This function minimizes a function of one variable. The function requires 3 input abscissas which bracket at least one local minimum (see, e.g. bracket.pro)
The algorithm is adapted from Numerical Recipes, but is substantially modified in an attempt to simplify the procedure. This may make the program slower, but I don't think it should be any less stable.
The program attempts to improve upon goldenmin by using parabolic extrapolation in the vicinity of the minimum. If the function is smooth, then this should quickly converge. If it seems that parabolic extrapolation isn't behaving well, then it defaults to a goldenmin style partitioning of (abc) into golden sections. This ensures convergence.

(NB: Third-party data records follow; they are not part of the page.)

PR #5297, opened 2023-09-28
National Delivery - swap Home Delivery and Sub card tabs

andrewHEguardian:

Swapping the Home delivery and Sub card tabs on the paper subscriptions landing page, as well as the header links to that page to ensure the HD tab opens first. (This is all behind a 0% AB Test).

[**Trello Card**](https://trello.com/c/jzG8cDMw/61-support-frontend-flip-hnd-and-sub-card-options)

## Why are you doing this?

To give more prominence to home delivery once it has opened up outside the M25.

## Screenshots

Before
image

After
image

### DIFF
--- a/support-frontend/assets/components/headers/header/header.tsx
+++ b/support-frontend/assets/components/headers/header/header.tsx
@@ -14,7 +14,7 @@ export type PropTypes = {
 	utility?: JSX.Element;
 	countryGroupId: CountryGroupId;
 	display?: 'navigation' | 'checkout' | 'guardianLogo' | void;
-	participations: Participations;
+	participations?: Participations;
 };
 export type State = {
 	isTestUser: boolean | null | undefined;
--- a/support-frontend/assets/components/headers/header/header.tsx
+++ b/support-frontend/assets/components/headers/header/header.tsx
@@ -1,6 +1,7 @@
 // ----- Imports ----- //
 import { Component } from 'react';
 import SvgGuardianLogo from 'components/svgs/guardianLogo';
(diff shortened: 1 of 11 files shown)


support-frontend/assets/components/headers/header/header.tsx
```diff
@@ -13,6 +14,7 @@ export type PropTypes = {
 	utility?: JSX.Element;
 	countryGroupId: CountryGroupId;
 	display?: 'navigation' | 'checkout' | 'guardianLogo' | void;
+	participations?: Participations;
```
andrewHEguardian, line 17: Because this is optional, not every use of the header is directing to the `/delivery` version of the url (eg error pages). Maybe I should go back and add this in but I focused on the other landing pages for now

support-frontend/assets/pages/paper-subscription-landing/paperSubscriptionLandingPage.tsx
```diff
@@ -52,6 +52,7 @@ const pageQaId = 'qa-paper-subscriptions';
 function PaperLandingPage({
 	productPrices,
 	promotionCopy,
+	participations,
 }: PaperLandingContentPropTypes) {
 	const sanitisedPromoCopy = getPromotionCopy(promotionCopy);
 	const fulfilment: PaperFulfilmentOptions = window.location.pathname.includes(
```
andrewHEguardian, line 58: an alternative solution might to check the test and swap the fulfilment option here, but not sure if swapping the URL when the page loads is a great idea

The biggest change from the routine in Numerical Recipes is the test for when to use parabolic extrapolation. The default state is to use parabolic extrapolation if the extrapolated minimum is interior to (a,c). However, if the range of (a,c) decreases by less than a factor of 1.5 in any iteration, then the algorithm is 'punished', and parabolic extrapolation is not used for a round. The value of 1.5 is used because the goldenmin style of partitioning shrinks (a,c) by about 1.67 per iteration. For smooth functions, typical shrinkages seem to be >2 per iteration. They can be as high as several thousand for nearly parabolic functions.
|Modifcation date:||Mon Aug 9 19:41:59 2010|